K22R is useful because lysine and arginine are both positively charged, but arginine can make stronger hydrogen-bonding or salt-bridge interactions.
Expected benefit:
- preserves basic character
- adds solubility through Q9E
- avoids the membrane region
Main risk:
- charge redistribution could change an interaction site
Mutant 4: P6S, A14T, E24D
This mutant increases polar character while staying fairly close to the original sequence. P6S replaces proline with serine, A14T adds a hydroxyl group, and E24D keeps an acidic residue but shortens the side chain.
Expected benefit:
- improved polar character
- possible improvement in folding flexibility
- keeps acidic character at residue 24
Main risk:
- P6S may make the local region too flexible
Mutant 5: Q10N, T13S, H23N
This is the least aggressive design. Q10N keeps amide chemistry but shortens the side chain. T13S is conservative. H23N removes the histidine imidazole and replaces it with a polar amide.
Expected benefit:
- low disruption risk
- improved polar character
- reduced pH sensitivity
Main risk:
- changes may be too small to produce a meaningful improvement
Mutant Ranking
I ranked the mutants by balancing stability, solubility, and risk to lysis function.

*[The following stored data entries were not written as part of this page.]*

PR #6877, opened 2025-02-03
feat: update CC to 3.0.2

aweiss-dev:
## Description

There was a bad timing with another NPM package update. So we need to bump the lockgile change


V-Gira (changes requested):
Published on npm already

PR #5494, opened 2026-07-10
Adds an SSH Allowed Signers editor

### LINKED ISSUE #5469: Build an SSH allowed_signers file to verify SSH-signed commits
### Problem

GitLens already parses commit signatures and renders status badges, but **SSH-signed commits can never reach the "Signed & Verified / Trusted" state**. They stay at *"Unverified Signer"* or *"Missing Key"* because Git can only validate an SSH signature when `gpg.ssh.allowedSignersFile` points at an `allowed_signers` file that lists the signer's email **and full public key**. Most users never maintain that file by hand — and `git log` only exposes fingerprints (`SHA256:…`), not the full key needed for an entry.

### Proposal

Add an **Edit SSH Allowed Signers** editor that builds/maintains the `allowed_signers` file for you:

- **Discovers candidate signers** from two sources and cross-checks them for provenance:
  - **Local commits** — the full public key is embedded in each SSH-signed commit's SSHSIG blob, so it can be extracted offline for any host.
  - **Provider APIs** — when a GitHub or GitLab integration is connected, each signer's registered SSH signing keys are fetched and matched, marking keys as *signed-here*, *provider-verified*, or *both*.
- **Lets you review and choose** which signers to include (avatar, email, fingerprint, provenance, signed-commit count).
- **Writes/merges** the file without clobbering existing manual entries (idempotent), and optionally points `gpg.ssh.allowedSignersFile` at it (globally or for the current repository).

### Entry points

- Command Palette: **GitLens: Edit SSH Allowed Signers**
- An **Add to allowed signers…** action shown on an unverified SSH signature in a commit's signature details (_Inspect_ view / commit hover), scoped to that commit's repository.

### Outcome

Once the file is generated, previously *"Unverified Signer / Missing Key"* SSH-signed commits flip to **"Signed & Verified / Trusted"** in GitLens.

ianhattendorf:
# Description

Closes #5469.

SSH-signed commits can never reach the **"Signed & Verified / Trusted"** state in GitLens because Git can only validate an SSH signature when `gpg.ssh.allowedSignersFile` lists the signer's email **and full public key** — and `git log` only exposes fingerprints. This PR adds an **Edit SSH Allowed Signers** editor that builds/maintains that file for you.

## What it does

- **Discovers candidate signers** from two sources, cross-checked for provenance:
  - **Local commits** — extracts the full public key embedded in each SSH-signed commit's SSHSIG blob (offline, any host), read in a single batched `git cat-file --batch`.
  - **Provider APIs** — when a GitHub or GitLab integration is connected, fetches each signer's registered SSH signing keys and matches them, marking keys as *signed-here*, *provider-verified*, or *both*.
- **Streams a progress-aware loading page** while scanning, then lets you review signers (avatar, email, fingerprint, provenance, signed-commit count) and choose which to include.
- **Pre-selection**: only API-verified signers are pre-checked by default; opening from a commit's *Add to allowed signers…* action pre-checks all (explicit intent to trust).
- **Writes/merges** the file idempotently without clobbering existing manual entries, and optionally points `gpg.ssh.allowedSignersFile` at it (globally or per-repo).

image
image

## Entry points

- Command Palette: **GitLens: Edit SSH Allowed Signers**
- An **Add to allowed signers…** action on an unverified SSH signature in a commit's signature details (_Inspect_ view / commit hover), scoped to that commit's repository.

## Verification

- Unit tests for the SSHSIG parser and `allowed_signers` merge logic.
- **Exercised end-to-end in a running instance** (command palette open → discovery → signer list; provenance-based default pre-checking; `preselectAll` via the signature-action link; toggle; Save → file write + idempotent 2-entry merge with no clobber; signature-action render + hover-underline).


ianhattendorf:
augment review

| Rank | Mutant | Reason |
|---|---|---|
| 1 | M1: Q8E, T12S, A14S | Best balance of solubility and low disruption |
| 2 | M3: Q9E, S11T, K22R | Conservative and charge-preserving |
| 3 | M5: Q10N, T13S, H23N | Safest but possibly small effect |
| 4 | M4: P6S, A14T, E24D | Reasonable but proline mutation adds risk |
| 5 | M2: F5Y, P6A, H23Q | Interesting but most disruptive |
If I had to pick one mutant to test first, I would choose M1.
Selected mutant:
M1: Q8E, T12S, A14S
I chose M1 because it improves polarity in the soluble region without making the protein more hydrophobic or changing the membrane-associated region.

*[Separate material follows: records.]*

Issue #5391, opened 2026-06-24
Explore consolidating views


d13:

trevor-polidore:
Turning the Graph into the GitLens panel:
- [x] Place the avatar/header bar from home on top of the graph #5411 
- [x] Ask on entry the preferred user layout (left panel, or bottom) #5412 
- [x] When in vertical layout:
    - [x] https://github.com/gitkraken/vscode-gitlens/issues/5402
    - [x] https://github.com/gitkraken/vscode-gitlens/issues/5403
    - [x] Adjust columns in graph appropriately (e.g. use compact graph column, hide SHA column) (implemented in the new graph engine)
- #5447 
  - [x] Default to unpined sidebar
  - [x] Replace ‘Pro’ badge with start work
- [x] Adjust graph gate design to fit in smaller area
- [x] https://github.com/gitkraken/vscode-gitlens/issues/5401
- [x] ~~Hide gitlens ‘Home’ icon in graph header bar~~

sergeibbb:
@trevor-polidore 

By Graph replacing the Home as a main view do we mean that some day the following happens:

1. the current Home is removed completely
2. Graph gets its new default place in the Side Bar view on the left

What of above is true?

cc @d13 @eamodio

nikolay-1986:
## Verification: Passed

Rollup for this epic. All nine sub-issues are now verified: seven already carried `verified ✔`, and the
remaining two were verified in this run against `main` @ `0b3834c56`, dev build, VS Code 1.132.0, on a
real signed-in account.

### Covered

| Sub-issue | Status |
| --- | --- |
| #5411 Home view avatar/header bar at the top of the Graph | previously verified |
| #5412 Ask users on entry which layout they prefer | previously verified |
| #5447 Graph sidebar unpinned by default, Pro badge → Start Work | previously verified |
| #5449 Inline mode for the Graph header bar | previously verified |
| **#5500 Narrow layout: compact graph column, hidden SHA** | **verified in this run — Passed** |
| #5513 Graph header account/integrations state after initial load | previously verified |
| #5519 Graph gate design in a smaller area | previously verified |
| #5545 Graph as the main view, default to sidebar | previously verified |
| **#5610 Account/org switcher usable when the Graph is gated** | **verified in this run — Passed** |

**#5500** — the behavior ships via the new Graph engine, not via the draft PR that was closed unmerged
(none of that PR is in `main`). Below a graph width of 520px the whole graph switches to its stacked
[...]

PR #5501, opened 2026-07-14
Adjusts Commit Graph columns for narrow layouts

### LINKED ISSUE #5500: Graph vertical layout: use compact graph column and hide SHA column
Sub-issue of #5391 — _"When in vertical layout: Adjust columns in graph appropriately (e.g. use compact graph column, hide SHA column)"_.

## Goal

When the Commit Graph view is **horizontally narrow**, optimize the columns for the reduced space:

- switch the graph column to `compact` mode, and
- hide the SHA column.
- hide Changes column.

The user's own wide-view column preferences must be preserved — these are view-driven overrides, not settings changes.

## Requirements / behavior

- **The trigger is the width of the graph view, not the details-panel placement.** Narrowness is keyed off the width-driven signal (`_autoEffectiveLocation`, the same overall graph-view width breakpoint + hysteresis used for the `auto` details-location decision), which is tracked regardless of where the details panel is pinned. So:
  - a genuinely narrow view gets compact columns + hidden SHA **whatever** the details pin, and
  - an explicit details-on-**bottom** pin on a **wide** editor is **not** treated as narrow — columns stay full.
- In a wide view, columns render from the user's stored settings unchanged.
- The overrides are **not persisted**: when the user resizes/reorders a column while narrow, the compact/hidden overrides are stripped before the column config is saved, so wide-view preferences survive.
- Width changes re-apply/remove the overrides reactively (no reload).

## Column menus while narrow

The managed toggles (Show/Hide SHA, Show/Hide Changes, Compact/Expanded Graph column) are **disabled** in the column header / settings context menus while the Graph is narrow, and the menu reflects the effective (overridden) state rather than the stored one. A permanently-disabled info line — _"Some Options Return When the Graph Is Wider"_ — appears at the top of the columns group to explain why (VS Code menus don't support tooltips, so a disabled info item is the conventional substitute). Unmanaged column toggles (author, date, message, ref) stay fully functional. Implemented via a `columns:narrow` context token appended webview-side + `enablement` clauses on the managed commands.

## Possible future refinement

The width signal is the **overall** graph-view width. When the details panel is pinned to the **right**, it eats horizontal space, so the graph *pane* can be cramped while the overall width is still above the breakpoint (→ no compaction). If that becomes a problem, drive off the graph pane's own measured width instead of the overall view width.

## Implementation

Branch `feature/5391-graph-columns-adjustment`:
- `graph-wrapper.ts` — `effectiveColumns` getter (compact graph + hidden SHA/Changes when narrow, identity-cached), strip-on-persist in `onColumnsChanged`, and `effectiveGraphContext` (rewrites the column-menu context tokens to effective state + appends `columns:narrow`); takes a width-driven `narrow` prop.
- `graph-app.ts` — `isGraphViewNarrow` (width-based, decoupled from the details pin) passed to the wrapper.
- `contributions.json` — `enablement` guards on the six managed column commands + the disabled `gitlens.graph.columnsNarrowInfo` info line.

sergeibbb:
## Summary

Adjusts the Commit Graph's columns when the graph view is horizontally narrow: uses a compact graph column and hides the SHA and Changes columns so the limited horizontal space is used effectively. Closes #5500 (sub-issue of #5391).

The trigger is the graph's **actual width**, not where the details panel is pinned — so an explicit details-on-bottom pin on a wide editor is *not* treated as narrow, and a genuinely narrow graph gets the treatment regardless of the pin. Reuses the same width breakpoint (with hysteresis) already used for the `auto` details-location decision.

## Behavior

- **Narrow**: graph column → `compact` mode, SHA and Changes columns hidden.
- **Wide**: columns render from the user's stored settings, unchanged.
- **Not persisted**: resizing/reordering a column while narrow strips the compact/hidden overrides before saving, so the user's wide-view preferences survive.
- **Reactive**: width changes apply/remove the overrides immediately, no reload.
- **Column menus while narrow**: the managed toggles (Show/Hide SHA, Show/Hide Changes, Compact/Expanded Graph Column) are disabled in the column header / settings-gear context menus, and reflect the *effective* (overridden) state rather than the stored one. A disabled info line — _"Some Options Return When the Graph Is Wider"_ — explains why (VS Code menus don't support tooltips, so a disabled info item is the conventional substitute). Unmanaged toggles (author, date, message, ref) stay fully functional.

## Implementation

- `src/webviews/apps/plus/graph/graph-app.ts` — `isGraphViewNarrow` getter, keyed off the width-driven `_autoEffectiveLocation` signal (decoupled from the details-panel pin); passed to the wrapper.
- `src/webviews/apps/plus/graph/graph-wrapper/graph-wrapper.ts`:
  - `effectiveColumns` — applies the narrow overrides, identity-cached to avoid prop churn on unrelated renders.
  - `onColumnsChanged` — strips the overrides before persisting.
  - `effectiveGraphContext` — rewrites the column-menu context tokens to the effective state and appends a `columns:narrow` token; identity-cached (the React engine ingests `context` by reference).
- `contributions.json` — `enablement` guards on the six managed column commands (keyed off `columns:narrow`) + a new disabled `gitlens.graph.columnsNarrowInfo` info-line command.
- `package.json` / `src/constants.commands.generated.ts` — regenerated from `contributions.json`.
- `CHANGELOG.md` — entry under **Changed**.

## Test plan

Verified live via the vscode-inspector MCP, both engines (React and Lit):
- [x] Narrow graph view (792px): graph column compact, SHA + Changes headers hidden, columns not persisted after resize, `data-vscode-context` carries `columns:narrow` + rewritten tokens.
- [x] Wide graph page (1152px+): no overrides, no `columns:narrow` token, stored settings unaffected.
- [x] Switching width reactively applies/removes overrides without a reload.
- [x] `pnpm run build` (type-check + unit-test compile) passes clean.
- [ ] Manual: right-click the column header while narrow — confirm the managed items render grayed out and the info line appears (native VS Code context menu, not verifiable via DOM automation).

### DIFF
--- a/CHANGELOG.md
+++ b/CHANGELOG.md
@@ -10,6 +10,7 @@ The format is based on [Keep a Changelog](http://keepachangelog.com/) and this p
 
 - Changes the default _Commit Graph_ lane colors for dark and high-contrast themes to a new vibrant, perceptually-uniform palette &mdash; every lane shares the same perceived brightness so no lane visually dominates; light themes keep the previous colors, and any `gitlens.graphLane1Color`&ndash;`gitlens.graphLane10Color` customizations in `workbench.colorCustomizations` are still honored
 - Changes the _Commit Graph_ sidebar to be unpinned by default &mdash; the sidebar now floats over the graph and auto-collapses when it loses focus; pin it (or set `gitlens.graph.sidebar.pinned` to `true`) to restore the previous shared-space layout ([#5447](https://github.com/gitkraken/vscode-gitlens/issues/5447))
+- Changes the _Commit Graph_ to automatically use a compact graph column and hide the SHA and Changes columns when the graph is narrow &mdash; based on the graph's actual width rather than where the details panel is pinned, so your column layout for a wide graph is preserved and restored once it's wide again; while narrow, the corresponding column menu items are disabled with a note that they return when the graph is wider ([#5500](https://github.com/gitkraken/vscode-gitlens/issues/5500), [#5391](https://github.com/gitkraken/vscode-gitlens/issues/5391))
 
 ### Removed
 
--- a/contributions.json
+++ b/contributions.json
@@ -3016,7 +3016,7 @@
 		},
 		"gitlens.graph.columnChangesOff": {
 			"label": "Hide Changes Column",
-			"enablement": "webviewItemValue =~ /\\bcolumns:canHide\\b/",
+			"enablement": "webviewItemValue =~ /\\bcolumns:canHide\\b/ && !(webviewItemValue =~ /\\bcolumns:narrow\\b/)",
 			"menus": {
 				"webview/context": [
 					{
@@ -3029,6 +3029,7 @@
 		},
 		"gitlens.graph.columnChangesOn": {
 			"label": "Show Changes Column",
+			"enablement": "!(webviewItemValue =~ /\\bcolumns:narrow\\b/)",
 			"menus": {
 				"webview/context": [
 					{
@@ -3066,6 +3067,7 @@
 		},
 		"gitlens.graph.columnGraphCompact": {
 			"label": "Use Compact Graph Column",
+			"enablement": "!(webviewItemValue =~ /\\bcolumns:narrow\\b/)",
 			"menus": {
 				"webview/context": [
 					{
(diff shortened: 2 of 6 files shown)


sergeibbb:
Closing since it's already implemented in the new Graph engine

How I Would Test the Mutants
A good L-protein mutant should improve folding or stability without reducing lysis activity. Stability alone is not enough because the biological function has to be preserved.
I would evaluate the mutants using:
- predicted folding confidence
- preservation of the hydrophobic membrane-associated region
- lack of major structural disruption
- solubility of the N-terminal region
- preservation of lysis activity in bacteria
Experimentally, the key test would be whether the mutant still lyses E. coli efficiently. If a mutant folds better but does not lyse cells, it would not be useful.